Dr Allen uses a soft, thin bendable tube (bronchoscope) to look at the voice box and bronchial tubes in the lung. This is to find the cause of lung problems you may have. Small samples of tissue and cells may be removed and sent for tests.
How is the bronchoscopy done?
You must not eat or drink anything for at least 6 hours before the procedure. You should discuss the taking of your usual medications with your doctor. Remember to bring your X-rays or CT scans with you as your doctor may need these.
Your nose and throat may be sprayed with a local anaesthetic to make them numb. You may be given a sedative drug by injection in a vein to make you feel more comfortable. Sometimes you will not remember having the bronchoscopy because of the sedative. The bronchoscope will be passed through the mouth or nose down through the voice box into the air tubes in the lungs. More local anaesthetic is used to numb the air tubes. The bronchoscope does not stop your normal breathing. You may cough but this normally settles once the local anaesthetic takes effect. The procedure usually takes between 10 and 30 minutes.
Dr Allen usually has an anaesthetist to assist him. A light (neurolept) anaesthetic is given. This is not a general anaesthetic.
Preparation - Click here to download a patient preparation guide.
How are samples, taken?
If samples are taken, they are sent to Pathology for tests. It may take a few days before we get a result. These are some of the samples that can be taken.
Endo-bronchial biopsy: Small samples are taken from the inside lining of the bronchi.
Bronchial brushings: The doctor passes a small brush on the inside lining of the bronchi.
Bronchial washings: A small amount of saline solution is put into the air tubes and sucked back through the bronchoscope into a specimen jar.
Broncho-alveolar lavage: Saline solution (about 100 ml) is put into a single small air tube and sucked back into a specimen jar. This collects cells from the air sacs (alveoli) of the lung.
Trans-bronchial needle aspiration: a needle is passed through the wall of the bronchi to take samples from the outside the wall.

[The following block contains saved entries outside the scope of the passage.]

PR #1203, opened 2024-02-06
Order schema files before reading them

diksipav:


diksipav:
I tried to use filter_map and collect instead iterator but couldn't make it work (still need time understanding all the traits and ways how to solve things). Maybe I can make it better in the future.

Also, I am not 100% sure how to test different order of schema files in the filesystem, I tried to google how mac does this but no success.

src/migrations/create.rs
```diff
@@ -945,3 +949,21 @@ fn add_newline() {
     assert_eq!(wrapper("(1 + 7) #xx"), "(1 + 7) #xx\n");
     assert_eq!(wrapper("(1 #one\n + 3 #three\n)"), "(1 #one\n + 3 #three\n)");
 }
+
+#[tokio::test]
+ async fn start_migration() {
+    let schema_dir = PathBuf::from("/Users/dijanapavlovic/Documents/projects/edgedb/edgedb-cli/tests/migrations/db5");
```
msullivan, line 955: This won't work on anyone else's machine (and is probably why the tests fail)

msullivan (commented):
Code change looks good!
Test needs to be fixed

src/migrations/create.rs
diksipav: ahaha omg yes :D will fix it :D

msullivan:
> I tried to use filter_map and collect instead iterator but couldn't make it work (still need time understanding all the traits and ways how to solve things). Maybe I can make it better in the future.
> 
Your version seems perfectly fine.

Will I have a general anaesthetic?
Usually you may have a short-acting neurolept. Talk to Dr Allen if you have any concerns.
Risks of this Procedure
Bronchoscopy is simple and very safe. It is unlikely to cause problems unless you have serious heart or lung problems. Major or life-threatening complications are very unlikely- about 1 in 300 patients having a bronchoscopy. It always depends on how sick the patient is in the beginning. They include:
- Low oxygen levels (Hypoxemia) During the test your oxygen levels are measured and you may be given oxygen.
- Collapsed lung (Pneumothorax) A small hole in the surface of the lung can happen after a trans- bronchial lung biopsy for up to 1 in 20 people. Air then leaks from the lung, causing the lung to collapse. The lung may come back up itself, but for 1 in 2 people who get a collapsed lung a tube has to be put through the skin into the chest. This removes the air from around the lung and may need a longer hospital stay. Rarely this can happen up to 24 hours after trans-bronchial biopsy or bronchial brushings.
- Heart problems Bronchoscopy can cause abnormal cardiac rhythms such as atrial fibrillation.
- Bleeding This can happen after biopsies. Normally it is only minor and settles quickly. If the bronchoscopy is passed through the nose then bleeding from the nose may occur. Severe bleeding is rare and is more common in transbronchial biopsies. Bleeding is more common if you have been taking Warfarin, aspirin or drugs for arthritis or back pain. Ask your doctor if and when you should stop taking such drugs.
Reactions to sedation or local anaesthetic. This can include vomiting and rare allergic reactions. * Narrowing of vocal cords (laryngospasm) This is usually short lived and rarely a problem.
Asthma-like reactions: The bronchi can be narrowed due to irritation by the procedure. This is usually prevented by premedication with nebulised a bronchodilator such as Ventolin.
Fever: This may happen after broncho-al veolar lavage and is treated with paracetamol (Panadol).
Rarely, you may get an infection.
Death is extremely rare - about 1 in 2,500 patients.
What happens afterwards?
You will need to recover from the procedure in the hospital for 2-4 hours, and may have a chest x-ray to make sure your lung has not collapsed if you have had a trans-bronchial lung biopsy or bronchial brushing's.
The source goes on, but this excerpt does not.